Of course not outs vary inversely with batting average for the same runs per innings regardless of innings played, but that's not really relevant. It's not a comparison between the same number of runs and different numbers of not outs; in this context if you reduced the not outs then the number of runs per innings would have increased.
 

Starfighter

Cricket Web: All-Time Legend
That's the point though. It wouldn't be. The proportion of not outs is anomalous, and a result of the small sample size.

Of course not outs vary inversely with batting average for the same runs per innings regardless of innings played, but that's not really relevant. It's not a comparison between the same number of runs and different numbers of not outs; in this context if you reduced the not outs then the number of runs per innings would have increased.
That's funny, I mentioned this on the previous page and you ignored it while claiming that the raising effect isn't real.
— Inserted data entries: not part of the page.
PR #279, opened 2016-01-07
[PBW-3992] adding 1px padding so that iPad renders CC correctly

ksunika:
For some reason iPad Safari refused to position closed caption element correctly until I added a 1px padding.


config
```diff
@@ -1 +1 @@
-Subproject commit c6b508798dfcf4821b315f13a1184a97fa4b2e38
+Subproject commit 7add71c9278b403119a960ab321afd8d53922e68
```
aldigun: Where is this pointing to?

aldigun:
Looks good.

PR #282, opened 2016-01-07
Pbw 4017

brianfwong:
Skip button logic was checking ad property, when it should be
checking the state for the skip button from the controller - as the
state is set by the "showAdSkipButton" EVENT.

Likewise the null check for the skipAdButtonEnabled should also be based on the
event controller rather than the ad property.

### DIFF
--- a/js/components/adPanel.js
+++ b/js/components/adPanel.js
@@ -120,21 +120,23 @@ var AdPanel = React.createClass({
     }
 
     // Skip
-    var handleSkipAdButtonClick;
+    var handleSkipAdButtonClick = null;
+    InlineStyle.adScreenStyle.skipButtonStyle.cursor = "default";
+    InlineStyle.adScreenStyle.skipButtonStyle.opacity = "0.3";
     if (this.props.currentAdsInfo.skipAdButtonEnabled === false) {
       InlineStyle.adScreenStyle.skipButtonStyle.visibility = "hidden";
       InlineStyle.adScreenStyle.skipButtonStyle.width = "0";
       InlineStyle.adScreenStyle.skipButtonStyle.marginLeft = "0";
     }
-    else {
+    else if (this.props.currentAdsInfo.skipAdButtonEnabled) {
+      handleSkipAdButtonClick = this.handleSkipAdButtonClick;
       InlineStyle.adScreenStyle.skipButtonStyle.visibility = "visible";
       InlineStyle.adScreenStyle.skipButtonStyle.width = "initial";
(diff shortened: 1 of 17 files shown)


js/components/adPanel.js
```diff
@@ -121,7 +121,7 @@ var AdPanel = React.createClass({
 
     // Skip
     var handleSkipAdButtonClick;
-    if (this.props.currentAdsInfo.currentAdItem.skippable === false) {
+    if (this.props.controller.state.currentAdsInfo.skipAdButtonEnabled === false) {
```
aldigun: This should use this.props.currentAdsInfo.skipAdButtonEnabled

js/components/adPanel.js
```diff
@@ -132,7 +132,7 @@ var AdPanel = React.createClass({
       InlineStyle.adScreenStyle.skipButtonStyle.marginLeft = "30";
     }
 
-    if (!this.props.currentAdsInfo.skipAdButtonEnabled) {
+    if (!this.props.controller.state.currentAdsInfo.skipAdButtonEnabled) {
       InlineStyle.adScreenStyle.skipButtonStyle.opacity = "0.3";
```
aldigun: The greying out can be removed as it is no longer needed. Either make it visible or hide it.

js/components/adPanel.js
```diff
@@ -132,17 +132,9 @@ var AdPanel = React.createClass({
...
-      handleSkipAdButtonClick = null;
-      InlineStyle.adScreenStyle.skipButtonStyle.cursor = "default";
-    }
-    else {
-      InlineStyle.adScreenStyle.skipButtonStyle.opacity = "1";
-      handleSkipAdButtonClick = this.handleSkipAdButtonClick;
-      InlineStyle.adScreenStyle.skipButtonStyle.cursor = "pointer";
-    }
-
+    InlineStyle.adScreenStyle.skipButtonStyle.opacity = "1";
```
aldigun: Line 135-137 can be refactored inside ELSE in line 129

js/components/adPanel.js
```diff
@@ -132,17 +132,9 @@ var AdPanel = React.createClass({
       InlineStyle.adScreenStyle.skipButtonStyle.marginLeft = "30";
     }
 
-    if (!this.props.currentAdsInfo.skipAdButtonEnabled) {
-      InlineStyle.adScreenStyle.skipButtonStyle.opacity = "0.3";
-      handleSkipAdButtonClick = null;
```
aldigun: Are these 2 lines 137-138 must be included inside IF statement in line 124?

PR #290, opened 2016-01-12
[PBI-1302] More special ad mode tweaks. Hide plugin element if empty …

chibzu:
…(not used) and put the ad marquee above the plugin element.


mistermendez:
:+1:

PR #291, opened 2016-01-12
Pbw 4017

brianfwong:
@aldigun New Pull request for refactored code.
Change of logic to use this.props.currentAdsInfo.skipAdButtonEnabled.
Now using up to date code that was refactored by both PBI-1302 (@chibzu) and
PBW-3907. Have also changed the z-index of the adScreen as it was
resting below a hidden layer added by PBI-1302, preventing both the
learn more and skip buttons from being clicked, as well as blocking all
other user-triggered ad interactions.

Left both the "visible" and "enabled" variables in the new button class even though they are identically set in this case, as they appear to be 'modularized' variables feeding this button to a common codebase for advert UI elements.

### DIFF
--- a/js/components/adOverlay.js
+++ b/js/components/adOverlay.js
@@ -2,20 +2,14 @@
   AD OVERLAY
 *********************************************************************/
 var React = require('react'),
-  InlineStyle = require('../styles/inlineStyle');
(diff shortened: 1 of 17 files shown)


aldigun:
Looks good.

PR #300, opened 2016-01-19
Pbw 4052

chibzu:


js/controller.js
```diff
@@ -177,8 +178,9 @@ OO.plugin("Html5Skin", function (OO, _, $, W) {
         this.state.configLoaded = true;
         this.renderSkin();
 
-        $("#" + elementId + " .player_skin").append("<div class='player_skin_plugins'></div>");
+        $("#" + this.state.elementId + " .player_skin").append("<div class='player_skin_plugins'></div><div class='player_skin_plugins_click_layer'></div>");
         this.state.pluginsElement = $("#" + elementId + " .player_skin_plugins");
+        this.state.pluginsClickElement = $("#" + elementId + " .player_skin_plugins_click_layer");
```
mistermendez: should we also declare `pluginsClickElement` in the `state` object?

`"pluginsClickElement": null,`

chibzu: Good catch, thanks.

mistermendez:
:+1:

PR #302, opened 2016-01-19
[PBW-4095] added inline embed source to sample.html

rchalooyala:
This new inline embed source will be updated automatically with our stable deployments.


aldigun:
LGTM

PR #305, opened 2016-01-19
[PBW-4117] removing resize for MoreOptionsScreen to keep elements con…

ksunika:
…sistent after it was first open


mistermendez:
sweet :candy:

PR #306, opened 2016-01-19
[PBW-4052] Re-apply showing when we get the playing message for ads.

chibzu:


scss/components/_ad-screen.scss
```diff
@@ -1,6 +1,5 @@
 .adScreen {
   cursor: default;
-  z-index: 13000;
```
aldigun: Was this intentional? Can we do git blame and make sure we are not deleting other issue's fix?

chibzu: I did a git blame and found the relevant ticket commit, https://jira.corp.ooyala.com/browse/PBW-4017 . The behavior being fixed shouldn't be happening with all the latest code from the various repos.

aldigun:
Looks good!

PR #307, opened 2016-01-21
[PBW-4096] volumeSlider for Android appears on touch

ksunika:
-- Volume slider appears for Android when volume button is touched
-- If Volume button is touched while slider is shown, mute functionality works
-- Volume slider is hidden after Control Bar hides or is unmounted


chibzu:
Solid.

PR #314, opened 2016-01-23
[PBW-4025] Close caption is showing on End screen

brianfwong:
Publishing event to end CC at end of play. The check for ‘Safari’ was
preventing CC on replay as a result of the ending event change.

### DIFF
--- a/js/controller.js
+++ b/js/controller.js
@@ -326,10 +326,7 @@ OO.plugin("Html5Skin", function (OO, _, $, W) {
         this.state.pluginsClickElement.removeClass("showing");
         this.state.screenToShow = CONSTANTS.SCREEN.PLAYING_SCREEN;
         this.state.playerState = CONSTANTS.STATE.PLAYING;
-        if (Utils.isSafari()){
-          //Safari only can set cc when the video is playing, not before
-          this.setClosedCaptionsLanguage();
-        }
+        this.setClosedCaptionsLanguage();
         this.state.mainVideoElement.removeClass('blur');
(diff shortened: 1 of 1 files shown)


js/controller.js
```diff
@@ -326,10 +326,7 @@ OO.plugin("Html5Skin", function (OO, _, $, W) {
         this.state.pluginsClickElement.removeClass("showing");
         this.state.screenToShow = CONSTANTS.SCREEN.PLAYING_SCREEN;
         this.state.playerState = CONSTANTS.STATE.PLAYING;
-        if (Utils.isSafari()){
-          //Safari only can set cc when the video is playing, not before
```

I asked:

is the effect not-outs raising your average smaller or bigger than the effect of the runs foregone when not out?
Which quite clearly includes both effects. But since you had to claim the the rating effect 'isn't real' I had to show, and you admit, that it in fact is. So we are left with the above question. It really isn't that hard.
 

Bolo

State Captain
Tufnell is not anomalous but merely the extreme end of a distribution. The effect would be same if he played 10 or 100 innings, as long as the proportion of not outs is maintained. The sample size effect is that the small sample has a higher likelihood of such a skewed distribution. Not outs vary inversely with batting average for the same runs per innings regardless of innings played, just more innings will reduce the likelihood of skewed not out proportions. I think you'd have to go into some rather complex probabilistic calculations with real data to see whether the boosting effect is less or greater than the foregoing effect, things like the probability of a batsmen having reached a certain score going on to make x more runs etc etc. But it's silly to dispute basic maths.
Complex to model accurately, as well as virtually impossible given small sample sizes on individual score groupings for individual batsmen.

Easy to work out in general terms for most batsmen in tests. The higher the score you are sitting on, the more likely you are to score more before being dismissed. You are more likely to convert a 50 into a hundred than a zero to a 50.

Not outs actually decrease batting average compared to playing a full innings in most instances.

Not really worth accounting for though. Rpi count for more than this disparity, and there's a reason average has survived so long as a metric, and it is because it is an extremely good one.
 

Migara

Cricketer Of The Year
There's that same fallacy again. Not outs don't help your average. It doesn't help to have your innings cut short when you're in and seeing the ball well and having to start your next innings from scratch. I don't know why people think this.